And so are a number of other countries (perhaps every last one, in their own way).
“I love my country so much, man, like an exasperating friend.” -M. Doughty
Steven Taylor* posts excerpts from and a link to an interview with an American political operative who has done some work in Israeli elections. He comments:
This struck me on a couple of levels. First, this is fundamentally what comparative political inquiry is: the systematic understanding of similarities and differences across cases to help produce a broader understanding of the political. Second, it is a good example of how groups of people like to think that they are somehow exceptional or unique when, in fact, they only think that because they don’t know all that much about other places. This is a mistake that Americans writ large make all time. Of course, everybody thinks that they, or their group, is exceptional (and maybe sometimes they are), but often our view of how special we are is derived from the fact that we only know one thing and we just assume that it has to be special.
There’s not much to disagree with there, that we can learn from other countries and they can learn from us. As Americans, we are often more enthusiastic about the latter than the former.
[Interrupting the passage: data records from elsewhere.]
Issue #890, opened 2016-10-14
Button groups does not support focus customization


vicb:
### Bug description:

Button groups do not support styling the `:focus` state
### Link to minimally-working plunker that reproduces the issue:

https://ng-bootstrap.github.io/#/components/buttons

Click on any "button" and press tab, the next button show no focus decoration
### Root cause

Compare the ng-bs markup:

``` html
<div class="btn-group" data-toggle="buttons">
  <label class="btn btn-primary" [class.active]="model.left">
    <input type="checkbox" [(ngModel)]="model.left"> Left (pre-checked)
  </label>
</div>
```

with the [bs4 markup](http://v4-alpha.getbootstrap.com/components/button-group/)

``` html
<div class="btn-group" role="group" aria-label="Basic example">
  <button type="button" class="btn btn-secondary">Left</button>
</div>
```

bs4  uses the focus style of the `button` - I'm not sure there is anything we can do with the current example in ngbs ?
### Version of Angular, ng-bootstrap, and Bootstrap:

ng: 2.0.0
bs: 4.0.0-alpha.4
ng-bs: 1.0.0-alpha.7

wesleycho:
I wonder if Bootstrap 4 changed its approach to button group markup at some point...I know Bootstrap 3 went the route of using the input element. We should probably considering changing it too to better match the HTML for styling reasons.

pkozlowski-opensource:
@wesleycho @vicb there are 2 _different_ styling for "buttons" being used:
* regular button groups, ex.: http://v4-alpha.getbootstrap.com/components/button-group/#basic-example
* radio / checkbox buttons: http://v4-alpha.getbootstrap.com/components/buttons/#checkbox-and-radio-buttons

The reason for existence of those 2 different markups is accessibility. Indeed, radio / check buttons are semantically different from regular buttons and different HTML elements need to be used for those 2 different use-cases.

Now, coming back to the issue reported by @vicb - it is a valid issue - we are not adding properly the `focus` CSS class on a label when an input gets focused. This should be an easy fix though. Thnx for reporting.

alex321:
@pkozlowski-opensource Let me know if there is anything you want to improve in your commit 23d412b. It seems good to me.

alex321:
Sorry for the noise. I can see that your commit has already gone in. What else needs to be done?

thbt:
[...]

PR #1530, opened 2017-05-02
fix(buttons): properly handle focus on checkbox buttons 

wKoza:
Part of #890

To properly support check-boxes we should introduce a dedicated directive for them.
Checkbox do not support styling the :focus state


pkozlowski-opensource:
This was fixed in #1688. Thnx for the PR though!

That said, when we do so, I think that there are ways in which we do have to consider that we are different (just as we should consider ways in which other countries are different from us). To use an example of international comparison that conservatives make, for instance, I don’t think that there is a whole lot that we can learn from Switzerland’s high rates of gun ownership and low rates of gun crimes. And when I take a position against learning from Scandinavian experience, it’s not political rhetoric. Even things that Scandinavian countries do that I like – such as Sweden’s voucher system – are mostly transferable to the US in my mind and imagination. Not that it wouldn’t work, or that it would, but it’s speculation. Ditto Finland.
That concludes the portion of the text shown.